We performed a realistic simulation of a static mixture of two FRET populations starting from 3-D Brownian motion diffusion of \(N\) particles excited by a numerically computed (non-Gaussian) PSF. Input parameters of the simulation include diffusion coefficient, particle brightness, the two FRET efficiencies, as well as detectors DCR. The simulation is performed with the open source software PyBroMo \cite{Ingargiola_2016} which creates smFRET data files (i.e. timestamps and detectors arrays) in Photon-HDF5 format \cite{Ingargiola2016}. The simulated data file is processed with FRETBursts performing burst search, and only a minimal burst size selection of with threshold of 10 photons. The resulting weighted and unweighted FRET histograms are reported in figure \ref{fig:weight_fret_sim}. We notice that the use of the weights results in better definition of FRET peaks.

As a final comparison, we report the weighted and unweighted FRET histogram of an experimental FRET population from measurement of a di-labeled dsDNA sample. Figure \ref{fig:weight_fret_meas} show a comparison of a FRET histogram obtained from the same burst with and without weights. The burst selection is obtained applying a burst size threshold of 10 counts (after background correction), in order to filter the extreme low-end of the burst size distribution.

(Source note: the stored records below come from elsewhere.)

PR #119, opened 2020-03-24
Updating _mm512_xxx_epu8 and _mm512_xxx_epu16 functions in test/x86/s…

himanshi18037:
Updating _mm512_xxx_epu* functions in test/x86/skel.c.
Adding x_mm512_set_epu* implementations in simde/x86/avx512f.h
Adding mm512_adds_epu* implementations in simde/x86/avx512bw.h and test cases in test/x86/avx512bw.h


nemequ:
As we discussed, I spent a bit of time looking into that ICC error.  Maybe I'm missing something, but it looks like a bug in their compiler.  I've reported the issue, hopefully they fix it soon.

Meanwhlie, I've merged your patches and added a few of my own on top to work around the ICC bug.

PR #123, opened 2020-03-28
Drop an executable bit of simde/x86/avx2.h.

junaruga:
I found a header file that has a executable bit.

```
$ find simde/ -type f -executable | xargs ls -l
-rwxrwxr-x 1 jaruga jaruga 59236 Mar 28 15:44 simde/x86/avx2.h
```

I dropped it. :)

```
$ chmod -x simde/x86/avx2.h

$ ls -l simde/x86/avx2.h
-rw-rw-r-- 1 jaruga jaruga 59236 Mar 28 15:44 simde/x86/avx2.h
```


nemequ:
Merged, thanks!

PR #125, opened 2020-03-29
Added implementation of mm_unpacklo_epi32 and mm_unpacklo_epi64 in avx2

masterchef2209:
Added implementation of mm_unpacklo_epi32 and mm_unpacklo_epi64 in avx2


simde/x86/avx2.h
```diff
@@ -1844,6 +1844,32 @@ simde_mm256_unpacklo_epi16 (simde__m256i a, simde__m256i b) {
...
+#if defined(SIMDE_AVX2_NATIVE)
+  return _mm256_unpacklo_epi32(a, b);
+#else
+  simde__m256i_private
+    r_,
+    a_ = simde__m256i_to_private(a),
+    b_ = simde__m256i_to_private(b);
+
+#if defined(SIMDE__SHUFFLE_VECTOR)
+  r_.i32 =SIMDE__SHUFFLE_VECTOR(32, 32, a_.i32, b_.i32,
```
nemequ: There should be a space after the =

simde/x86/avx2.h
```diff
@@ -1844,6 +1844,32 @@ simde_mm256_unpacklo_epi16 (simde__m256i a, simde__m256i b) {
...
+                                0, 8, 1, 9, 4, 12, 5, 13);
+#else
+  r_.m128i[0] = simde_mm_unpacklo_epi32(a_.m128i[0], b_.m128i[0]);
+      r_.m128i[1] = simde_mm_unpacklo_epi32(a_.m128i[1], b_.m128i[1]);
```
nemequ: These two lines should line up.

simde/x86/avx2.h
```diff
@@ -1870,6 +1870,32 @@ simde_mm256_unpacklo_epi32 (simde__m256i a, simde__m256i b) {
...
+#if defined(SIMDE_AVX2_NATIVE)
+  return _mm256_unpacklo_epi64(a, b);
+#else
+  simde__m256i_private
+    r_,
+    a_ = simde__m256i_to_private(a),
+    b_ = simde__m256i_to_private(b);
+
+#if defined(SIMDE__SHUFFLE_VECTOR)
+  r_.i64 =SIMDE__SHUFFLE_VECTOR(64, 32, a_.i64, b_.i64,
```
nemequ: There should be a space after the =.

simde/x86/avx2.h
```diff
@@ -1870,6 +1870,32 @@ simde_mm256_unpacklo_epi32 (simde__m256i a, simde__m256i b) {
...
+                                1, 5, 3, 7);
```
nemequ: These values are wrong, which is why CI is failing.  Perhaps you forgot to add `-march=native` to your CFLAGS/CXXFLAGS, so only the fallbacks were running on your machine?  The easiest way to do that is to call cmake like `cmake .. -DCMAKE_{C,CXX}_FLAGS='-march=native'`.

You'll also need to regenerate the test cases, and make sure you copy the output from `/x86/avx2/mm256_unpacklo_epi64/native/c` or `/x86/avx2/mm256_unpacklo_epi64/native/cpp`, *not* `/x86/avx2/mm256_unpacklo_epi64/emul/c` or `/x86/avx2/mm256_unpacklo_epi64/emul/cpp`.  The former are the result of calling `_mm256_unpacklo_epi64`, the latter are the result of calling the portable version.

Also, this function call is short enough that it can go on one line.  That's really not a big deal; I'd normally probably just accept the patch, but since it needs some work anyways it would be nice if you could change that, too :)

The use of size-weighted FRET histograms is a simple way to obtain a representation of FRET distribution that maintains high power of resolving FRET peaks while including the full burst population and thus reducing statistical noise.

As a final remark, note that when increasing the size-threshold for burst selection the difference between weighted and unweighted FRET histograms tends to zero because the relative difference in burst weights in the selected burst becomes smaller (i.e. tends to 1, meaning equal weights).